Aquael 30l VS Dennerle 30l?

I don't have either though I used to own a Dennerle 30l and I have a 60l one gathering dust at the moment.

One thing I would say that is if you plan to use an external filter, the cover glass doesn't allow enough space for the filter pipes. I got someone to cut a bit off mine as a favour, so I can use the cover if I want to...

The silicon work is OK. Personally, I think it's worth the money to get something that's a real cube (no bent glass) and using optiwhite rather than float glass.

P


----------



## Lindy (24 Jun 2014)

pepedopolous said:


> What would be a better title for the thread?
> Aquael 30l VS Dennerle 30l?


 
That was just an example 




pepedopolous said:


> , I think it's worth the money to get something that's a real cube (no bent glass) and using optiwhite rather than float glass.

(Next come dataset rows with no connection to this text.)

PR #316, opened 2020-05-06
Do not italicize <pre> inside notes

domenic:
Inspired by https://github.com/whatwg/url/pull/495.

Before:

image

After:

image


annevk:
This is probably the better PR, though .note in front isn't needed in this case (might be slightly faster).

domenic:
Hmm, I think I like yours more, in case there are other italic cases (or we add any in the future).

PR #317, opened 2020-05-06
standard.css: pre { font-style: normal }

annevk:
This avoids a .note italicizing it: https://github.com/whatwg/url/pull/495.


annevk:
Probably not a big enough change to invalidate service workers over?

PR #338, opened 2024-01-25
Allow branching katello without foreman_version

wbclark:
This was previously added as a requirement because of the Katello release procedure, but it's not used anywhere in the Katello branching procedure currently, and the too-strict conditional is breaking the command that generates the Katello branching procedure.

### DIFF
--- a/procedure
+++ b/procedure
@@ -133,7 +133,7 @@ if procedures.key?(procedure)
   command = procedures[procedure]
   command.order!
 
-  unless context[:project] && context[:target_date] && context[:owner] && (context[:project] != 'katello' || context[:foreman_version])
+  unless context[:project] && context[:target_date] && context[:owner] && (context[:project] != 'katello' || procedure != 'release' || context[:foreman_version])
     STDERR.puts command.help
     exit 1
   end


ekohl:
I'll need to take a look. Katello branching still relies on Foreman branching. Many critical steps (like packaging) are now in the Foreman procedure.

On mobile now, so hard to check but do we call these sychronization steps out? For release we do say not to announce GA before Foreman, but perhaps these should be called out more

wbclark:
> I'll need to take a look. Katello branching still relies on Foreman branching. Many critical steps (like packaging) are now in the Foreman procedure.
> 
> On mobile now, so hard to check but do we call these sychronization steps out? For release we do say not to announce GA before Foreman, but perhaps these should be called out more

I looked for content in the katello branching template that used the foreman_branching variable, or for obvious places where it would benefit from that addition, and couldn't find any.

The key issue is that `context[:foreman_version]` is not set in the command corresponding to `branch` in the `procedures` hash (but is set for the `release` command by comparison), so the `unless` conditional was blocking @qcjames53 and I from rendering the template.

I don't mind setting `context[:foreman_version]` in the `branch` command either to fix this, I just didn't see a need for it today based on the current template contents.

ekohl (approved):
We indeed don't pass it in here:
https://github.com/theforeman/theforeman-rel-eng/blob/fbe0aabfd23136a46bbf33e4186a38de483b9b42/procedure_branch#L25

 I already have a 30cm optiwhite cube but to be honest the colour of the glass doesn't really bother me.


----------



## Alje (24 Jun 2014)

I would recommend the AquaOne AquaNano tanks. 30=30x30x30cm 22ltr 40=40x40x40cm 55ltr. Very good all round complete unit, glass lid,LED light, pump, surface skimmer/overflow etc. I like the fact you can hide heater and other equipment in the rear filter section out of view. (So no external pipes) You could also put a CO2 diffuser in the rear section and let the bubbles get sucked through pump and circulated around tank(if you intend CO2) Also made with curved glass at the front so no silicon up the sides. I'm very pleased with mine ( and I've had a wide range of tanks over the years) and I intend to get a 30 to go with my 40.


----------



## Ryan Thang To (24 Jun 2014)

Alje said:


> I would recommend the AquaOne AquaNano tanks. 30=30x30x30cm 22ltr 40=40x40x40cm 55ltr. Very good all round complete unit, glass lid,LED light, pump, surface skimmer/overflow etc. I like the fact you can hide heater and other equipment in the rear filter section out of view. (So no external pipes) You could also put a CO2 diffuser in the rear section and let the bubbles get sucked through pump and circulated around tank(if you intend CO2) Also made with curved glass at the front so no silicon up the sides. I'm very pleased with mine ( and I've had a wide range of tanks over the years) and I intend to get a 30 to go with my 40.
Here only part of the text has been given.